----- RECORD EXTRACTS
PR #407, opened 2021-04-28
fix: pinMessage and add docs

deven98:
Fixed pinMessage functionality and add docs for it

### DIFF
--- a/packages/stream_chat/lib/src/client.dart
+++ b/packages/stream_chat/lib/src/client.dart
----------
ASSIGNED TASK
All of the records need to be transcribed exactly.

YOUR SOLUTION
PR #407, opened 2021-04-28
fix: pinMessage and add docs

deven98:
Fixed pinMessage functionality and add docs for it

### DIFF
--- a/packages/stream_chat/lib/src/client.dart
+++ b/packages/stream_chat/lib/src/client.dart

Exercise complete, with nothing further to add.